Because of the strong spiritual upbringing, Buddy was able to endure the difficult times he initially had as a musician. He claimed the promise, “trust in the Lord with all of your heart….and He will make your path straight.” Buddy explains, “The way I was brought up is to treat everybody right, and you’ll be blessed. I think my life has been blessed. I think that the God I pray to has got a plan set for us. I think we were all sent here for a reason. I think I was evidently put here to play music. The same thing for the bus driver, the pilot, the captain of the ship, and so on.”

 

“I carry a Bible with me in my shoulder bag wherever I go, and I’ve got one laying beside my bed. I’m not a great reader because I had to fall out of school after my mother got a stroke, but that’s no excuse. My daddy went to third grade, but at least I went to eighth! Some of those words in the Bible were hard to pronounce, but he got through it. He figured out to say those words. I go to church every chance I get when I go home, so I don’t miss a Sunday.
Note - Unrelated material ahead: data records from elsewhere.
PR #673, opened 2019-03-07
update job as IN_PROGRESS once processing starts 

seehamrun:


portability-transfer/src/main/java/org/datatransferproject/transfer/JobProcessor.java
```diff
@@ -133,13 +135,22 @@ private AuthDataDecryptService getAuthDecryptService(String scheme) {
...
+
+  private void updateJobState(UUID jobId, State state) {
     PortabilityJob existingJob = store.findJob(jobId);
     PortabilityJob updatedJob = existingJob.toBuilder().setState(state).build();
 
     try {
       store.updateJob(jobId, updatedJob);
     } catch (IOException e) {
-      monitor.debug(() -> format("Could not mark job %s as finished.", jobId));
+      monitor.debug(() -> format("Could not mark job %s as %s", jobId, state));
```
rtannenbaum: can you log the exception here too?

It’s a great feeling.”

 

While his faith in God gets stronger by the day, Buddy still worries about the future of the blues. “I think it’s surviving, but I don’t think it’s surviving  like it should. You don’t have any young people coming up and playing the blues like you had in my days. When I first picked up the guitar there was no future or making a decent living in it; it was just playing a guitar, having fun and making someone happy. Nowadays, young kids are looking out there on the television, and they want to be like that.”

 

Just like an apostle looking for someone to pass on his vision to, Buddy is always on the lookout for the next 6 stringer to carry the torch. He states, “I like John Mayer. Johnny (Lang) is my friend. He’s on one of my cds. I was on stage about a while ago up at Massachusetts. A little guy came up, he was about 8 years old. He came up with a 3 piece suit on , and a polka dot neck tie, and his daddy said, “Buddy, he can  play.” So, I said, “Well, he can come on up!” He could play, so I’m having my people contact Jay Leno and some of these television shows and seeing if they can bring him on. He’s that good, and he should be heard right now, and he’s playing blues right now.”

 

Both musically and spiritually, Buddy has fought the good fight, he is finishing the course, and he has kept the faith. Help pass on both of his visions.